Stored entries

Issue #201, opened 2019-01-11
add an option to avoid "remove it from the missing file" in the build log


TorstenKruse:
In our multi-module project we use the license-plugin with the missingFileUrl option. 
We created a company-wide missing file which contains GAV and license information for all the dependencies used in our projects for which the license information is not supplied by the dependency itself. So we do not need to gather this information for every single project.

As a result the global missingFile contains more GAV than used in a single project.

This causes the build log to contain a lot of lines with
> [08:29:56] [WARNING] dependency [<GAV>] does not exist in project, remove it from the missing file.

For example for one of the current projects there are 7477 such lines in the build log. 

This makes it really hard to find any other information in the build log.

So I would suggest to add an option to decide if this kind of warning should be logged or not.

Or maybe the warning is completely removed or set to debug, because if does not imply any real problem.

ppalaga:
Looks like a valid use case. Feel free to submit a PR that would contain at least one integration test.

P.S.: Windows CI works now and I am in the process of solving some Windows build/test issues.

digulla:
I tried to fix this using different strategies but I can't find a way to get a `org.codehaus.plexus.logging.Logger` in `AggregatorAddThirdPartyMojo`. Any ideas?

PR #300, opened 2019-02-27
#201 - Reduce log level for unknown dependencies to debug to reduce l…

ercpe:
…og spam when using a shared missing file

https://github.com/mojohaus/license-maven-plugin/issues/201


ppalaga (changes requested):
The proposed solution eliminates the warnings also for users that want to see them and I cannot accept it like this. I propose to solve the issue by adding a parameter much like we did in AbstractDownloadLicensesMojo
https://github.com/mojohaus/license-maven-plugin/blob/1a890f1f1e5911eaee23a4f79455ff482f449822/src/main/java/org/codehaus/mojo/license/AbstractDownloadLicensesMojo.java#L319-L333

I'd recommend to add your own ErrorRemedy-like enum that would initially contain just `warn` (default) and `ignore` so that you not need to implement the other options we have in AbstractDownloadLicensesMojo.

Do not forget to add an integration test.

guidograzioli:
I'm interested in this change, is anybody currently working on it? Happy to help otherwise

src/main/java/org/codehaus/mojo/license/AbstractAddThirdPartyMojo.java
```diff
@@ -600,6 +600,20 @@
     @Parameter( property = "project.artifacts", required = true, readonly = true )
     protected Set<Artifact> dependencies;
 
+
+    /**
+     * What to do on defined files not found in project. The possible values are:
+     * <li>
+     *   <ul>{@link UnkownFileRemedy#debug}: unkown files are logged debug</ul>
```
ercpe: Typo throughout the change Unkown -> Unknown

src/main/java/org/codehaus/mojo/license/api/DefaultThirdPartyTool.java
```diff
@@ -552,7 +554,7 @@ public SortedProperties loadUnsafeMapping( LicenseMap licenseMap,
             MavenProject project = artifactCache.get( id );
             if ( project == null )
             {
-                LOG.warn( "dependency [{}] does not exist in project.", id );
+                handleUnkownDependency(unkownFileRemedy,  "dependency [" + id + "] does not exist in project." );
```
ercpe: Probably cleaner to hand `id` down to `handleUnkownDependency` instead of passing the log message around.

wuwu2000:
postbuild integration tests seem to run not 100% stable -,.-

wuwu2000:
can someone tell me why some builds fail randomly?

wuwu2000:
@ppalaga Could you see why this jdk7 build fails please?

PR #304, opened 2019-03-02
Fix #303 Aggregate-add-third-party mojo is not including optional dependencies by default

### LINKED ISSUE #303: Aggregate-add-third-party mojo is not including optional dependencies by default
aggregate-add-third-party mojo is not taking care of the includeOptional parameter because its value is not passed to child modules when child mojo is going to be initialized (initFromMojo method call)

elballa:


ppalaga:
Thanks @elballa !

PR #316, opened 2019-03-30
Fix network proxy configuration

woglinde:
Unfortunately the currently used httpClient works
a little bit diffrently with the proxy settings.

With the old configuration the httpClient
allways gets a defaultRequestConfig without a
proxy set and so always tries a directly connection.


ppalaga:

WHAT IS REQUIRED
Only the line containing "Unfortunately the currently" and the lines after it, through the end of the data, should be copied, exactly as they are.

ANSWER FOR THIS EXERCISE
Unfortunately the currently used httpClient works
a little bit diffrently with the proxy settings.

With the old configuration the httpClient
allways gets a defaultRequestConfig without a
proxy set and so always tries a directly connection.


ppalaga:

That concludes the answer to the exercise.